Now for some paintwork tidying up. First up, Rear quarter air intake grilles heavily chipped...










Area's fully masked and wiped down with panel wipe then re-sprayed with a quality satin matt black. This was undertaken over a course of several light sprays to ensure both grilles and inner ducts were uniformly painted to factory finish...



















Poor repair on front bumper left a very uneven line on the mat black area under bonnet / within bonnet jam. This was panel wiped, Fine line taped then fully masked prior to painting. A very awkward task with not a perfect end result but a far better and more even line..



















Some sections within then door shuts suffered from wear and tear which required tidying up...



















Followed by same wear and tear of the scuttle panel...



















Client requested paint protection film to be removed as it was poorly installed and looked quite ghastly. This unearthed a bad smart repair with the worst colour match imaginable but more importantly it had been painted without the ppt removed...



















On with the show some more. The grey section of front bumper intakes was damaged along with an almighty chip to front bumper plus the repair required on the passenger sill and passenger door handle requiring tlc, I roped in a good friend from Smart Finish ltd to assist...
































































( Only image I have of sill after correction and badges replaced )









Time to get stuck right in.
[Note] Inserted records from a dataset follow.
PR #1693, opened 2022-04-14
Added conversions between HSTRING and OsStr/OsString

kaivol:
I think these conversions are all quite straightforward and self-explanatory.

I'm not sure what exactly is supposed to be hidden behind the `alloc` feature, and whether I have applied this correctly.

### DIFF
--- a/crates/libs/windows/src/core/hstring.rs
+++ b/crates/libs/windows/src/core/hstring.rs
@@ -265,6 +265,78 @@ impl PartialEq<&HSTRING> for alloc::string::String {
     }
 }
 
+impl PartialEq<std::ffi::OsString> for HSTRING {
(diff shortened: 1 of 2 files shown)


kennykerr (approved):
Thanks for the contribution! 

The `alloc` feature unlocks implicit allocations via the `IntoParam` trait. Your addition means that `OsStr` and `OsString` values can be used to call APIs that expect an `HSTRING` as an input parameter. This addresses part of #760. 

I'm a little concerned about the explosion of trait implementations needed to add this support. We may want to consider adding a `macro_rules` at some point to get this under control especially when it comes to adding similar support for other types.

kennykerr:
[0.36.0](https://github.com/microsoft/windows-rs/releases/tag/0.36.0) has now been released and includes your contribution - thanks again!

Badges removed ( Pinna Farina and Ferrari )










Swirls, We got swirls!...



















But not any more...



















Sill...










You can see the outline of the old Pina Farina badge...










But not anymore...



















Passenger door...










The legend :lol::lol::lol:...










And after looking yards better...










Front bumper...










After,,,










Back bumper...



















After...



















Bonnet...










After...










Varying details tended to and badges replaced along with new clips sourced and used to refit Ferrari badge at rear...




























Paintwork protected with Polish Angel jubilee ltd edition carnauba wax...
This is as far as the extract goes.